Also, I voided the warranty when I installed it myself, but I saved almost as much money as the unit cost, so I figured it was worth the risk. Btw, B&S replaced the circuit board in the generator---which was bad out of the box---in spite of the fact that it was not discovered until after the install. It was kinda nice that they didn't quibble over that.


----------



## Jeremy Hillary Boob PhD (Nov 11, 2008)

J. V. said:


> I am sorry I cannot read the diagram you posted. It's a combination of my eyesight and the drawing size.
> Speedy and Joed. Look at the switch labeled auto/off. If that switch will shut off the generator, does it not make sense that you could basically extend this switch? I am not an expert on generators by any means, but am very familiar with basic control functions.
> 
> OP, Please see if you can post the drawing in another format that will allow me to make it larger, so I can read/see it.


You can get the generator manual here:
http://www.cs.sjsu.edu/~stamp/brown/040298_0esfw.pdf
The diagram above appears on page 29 (according to my pdf reader).


----------



## Yoyizit (Jul 11, 2008)

Jeremy Hillary Boob said:


> http://www.briggsandstratton.com/pdf/owners_manual/101\01918_0_om-Domestic.pdf
> If that didn't work, just Google "01918_0_om-Domestic.pdf".


If this rocker switch (item D in your first image) is a low current SPST or SPDT switch that commands the controller the problem gets easier.

Replace the rocker switch with a relay whose contact config. matches that of the rocker switch.
The two 3-way switches control the relay coil power and an indicating LED at each switch indicates if you're on Util or Gen power.
There is a ~20 mS power dropout when switching from one power to the other, so the relay coil runs on DC and a capacitor powers the coil during this transition.
You need a wall 'former that puts out DC to power the relay coil.

Switches, relay, 'former & misc. parts, less than $30 depending on where you buy them. Labor might be a day depending on your skill level.


----------



## joed (Mar 13, 2005)

Jeremy Hillary Boob said:


> According to the generator manual, the “240V Utility” leads deliver power to the generator’s circuit board, optional battery warmer and oil warmer. This power also charges the battery. When power on these leads is lost, the generator will start."


That pretty much eliminates my idea for using the transfer switch unless you had a 240 volt UPS you could hook to that line to signal the generator to shut down.
You are goung to need to tap into the generator control circuits and bring a line inside if you don't want to go outside.


----------



## J. V. (Jun 1, 2007)

Looking at the drawing, I see an "over temperature" switch.

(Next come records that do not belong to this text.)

PR #4564, opened 2024-06-05
dex: fold `Position`s into the price indexes

erwanor:
## Describe your changes

This PR:
- fold `Position` records into the DEX price indexes
- remove extra hashing of positions (to compute `Id`s)
- adds a migration script to population the nonconsensus idx

## Checklist before requesting a review

- [x] If this code contains consensus-breaking changes, I have added the "consensus-breaking" label. Otherwise, I declare my belief that there are not consensus-breaking changes, for the following reason:

  > This is consensus breaking, AND requires a migration.

PR #4508, opened 2024-05-30
fix(pd): reset app height in testnet 77 migration

conorsch:
## Describe your changes
Encountered CometBFT failure while testing chain resumption after applying testnet77 migration. Paired with @erwanor to resolve.

## Issue ticket number and link
Refs #4497.

## Checklist before requesting a review

- [x] If this code contains consensus-breaking changes, I have added the "consensus-breaking" label. Otherwise, I declare my belief that there are not consensus-breaking changes, for the following reason:

  > fixes a migration for upcoming release, based on migration testing

Issue #4294, opened 2024-04-30
Refactor `pd` migration code to abstract away boilerplate


aubrika:
Currently the migration code features a lot of copy-pasted functions which are common to every migration, and for the purposes of ergonomics, readability and bug surface this is not ideal. This should be kept as fairly straightforward or simple refactor with a mind to facilitating future automated testing of migrations and enhancing testability.

conorsch:
We're not prioritizing this (see p-low tag), but as we continue to write migrations, there will be ample opportunity to make the code more DRY.

PR #4596, opened 2024-06-12
Minor fixes to testnet 78 migration

zbuc:
## Describe your changes

Configure migrations to run testnet 78 migration, add more logging, fix bug with validator migration

  > consensus breaking because it's a migration

### DIFF
--- a/crates/bin/pd/src/migrate/testnet78.rs
+++ b/crates/bin/pd/src/migrate/testnet78.rs
@@ -1,10 +1,13 @@
 //! Contains functions related to the migration script of Testnet78.
+use anyhow::Context;
 use cnidarium::{Snapshot, StateDelta, Storage};
 use futures::TryStreamExt as _;
 use jmt::RootHash;
 use penumbra_app::app::StateReadExt as _;
 use penumbra_governance::StateReadExt as _;
+use penumbra_governance::StateWriteExt;
 use penumbra_proto::{StateReadProto as _, StateWriteProto as _};
+use penumbra_sct::component::clock::EpochManager;
 use penumbra_sct::component::clock::EpochRead as _;
 use penumbra_stake::validator::Validator;
 use std::path::PathBuf;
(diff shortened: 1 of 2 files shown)


conorsch:
Nice, thanks for following up. I'll dig into migration testing for 78 today!

conorsch:
Looks like the revised migration _applies_ fine, but the chain cannot restart after the migration is run. A common mistake: I did the exact same thing when writing the Testnet77 migration (https://github.com/penumbra-zone/penumbra/pull/4503) and had to follow up with a narrow fix in https://github.com/penumbra-zone/penumbra/pull/4508. 

Unsurprisingly I see that the competing Testnet77 migration in https://github.com/penumbra-zone/penumbra/pull/4564 does _not_ make this same mistake, hat-tip to @erwanor on that. But let's fix it here, so we can proceed with migration testing, and sort out conflicts in #4654 separately.

conorsch (changes requested):
Needs to reset the halt bit: I'll append a commit and re-review after testing.

zbuc:
Oof, good catch. I had refactored the migration code to de-duplicate all the common operations in migrations but then [reverted it](https://github.com/penumbra-zone/penumbra/pull/4567/commits/5f9b10ba8a90208d28a478f08735aa86b2be34d2) and forgot to add those steps back to the testnet 78 migration.

conorsch:
> I had refactored the migration code to de-duplicate all the common operations in migrations but then [reverted it](https://github.com/penumbra-zone/penumbra/pull/4567/commits/5f9b10ba8a90208d28a478f08735aa86b2be34d2) and forgot to add those steps back to the testnet 78 migration.

Thanks for tackling this, even if it didn't land. I remain in favor of cleaning up the migration tooling (#4294), but don't mind writing more migrations as practice to inform what the shape of that cleanup should be.

conorsch (approved):

crates/bin/pd/src/migrate/testnet78.rs
```diff
@@ -161,10 +182,12 @@ async fn truncate_validator_fields(delta: &mut StateDelta<Snapshot>) -> anyhow::
 ///   * Governance Signaling Proposals:
 ///    - `commit hash` (255 bytes)
 async fn truncate_proposal_fields(delta: &mut StateDelta<Snapshot>) -> anyhow::Result<()> {
+    tracing::info!("truncating proposal fields");
     let next_proposal_id: u64 = delta.next_proposal_id().await?;
 
     // Range each proposal and truncate the fields.
     for proposal_id in 0..next_proposal_id {
+        tracing::info!("truncating proposal: {}", proposal_id);
```
erwanor, line 190: @zbuc doesn't this have the same issue of pulling data using stronger rules that existed when it was stored?

zbuc: Yes, will follow up in a new PR

zbuc: https://github.com/penumbra-zone/penumbra/pull/4606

If this shuts down the generator, then we can easily add another switch for you to use.
Check and see if it indeed does shut it down or just gives you a warning light. It shows it as NO. So you can jump it out to test.
I do not see the auto/off switch anywhere on the drawing!


----------



## joed (Mar 13, 2005)

There are several safety shutdowns(low oil, temperature, over speed) that could possibly be used to shut down the generator. All of them will require running a wire into the house to a switch. The only thing that needs to be verified is if the generator will restart without a reset on the control panel to clear the fault.


----------



## Jeremy Hillary Boob PhD (Nov 11, 2008)

joed said:


> There are several safety shutdowns(low oil, temperature, over speed) that could possibly be used to shut down the generator. All of them will require running a wire into the house to a switch. The only thing that needs to be verified is if the generator will restart without a reset on the control panel to clear the fault.


That's an interesting thought. There is an LED light that is supposed to be wired to the generator and placed inside the house. That light is used to indicate the various fault conditions by specific blinking patterns. I haven't bothered to wire that up yet, but it would be great if I could also use that to turn off the generator. However, according to the manual, "The operator must reset the fault detection system each time it activates", which is accomplished by turning the "auto/off" switch to "off" for at least 5 seconds! So, it looks like faking a fault would indeed turn the generator off, but then I'd have to go outdoors and go thru the usual routine to turn it back on.


----------



## joed (Mar 13, 2005)

If you are going to go through the trouble of runing a cable to inside for an on/off switch it should just connect it to the auto/off switch. The main issue is running the wire and connecting the switch.


----------



## Jeremy Hillary Boob PhD (Nov 11, 2008)

joed said:


> If you are going to go through the trouble of runing a cable to inside for an on/off switch it should just connect it to the auto/off switch. The main issue is running the wire and connecting the switch.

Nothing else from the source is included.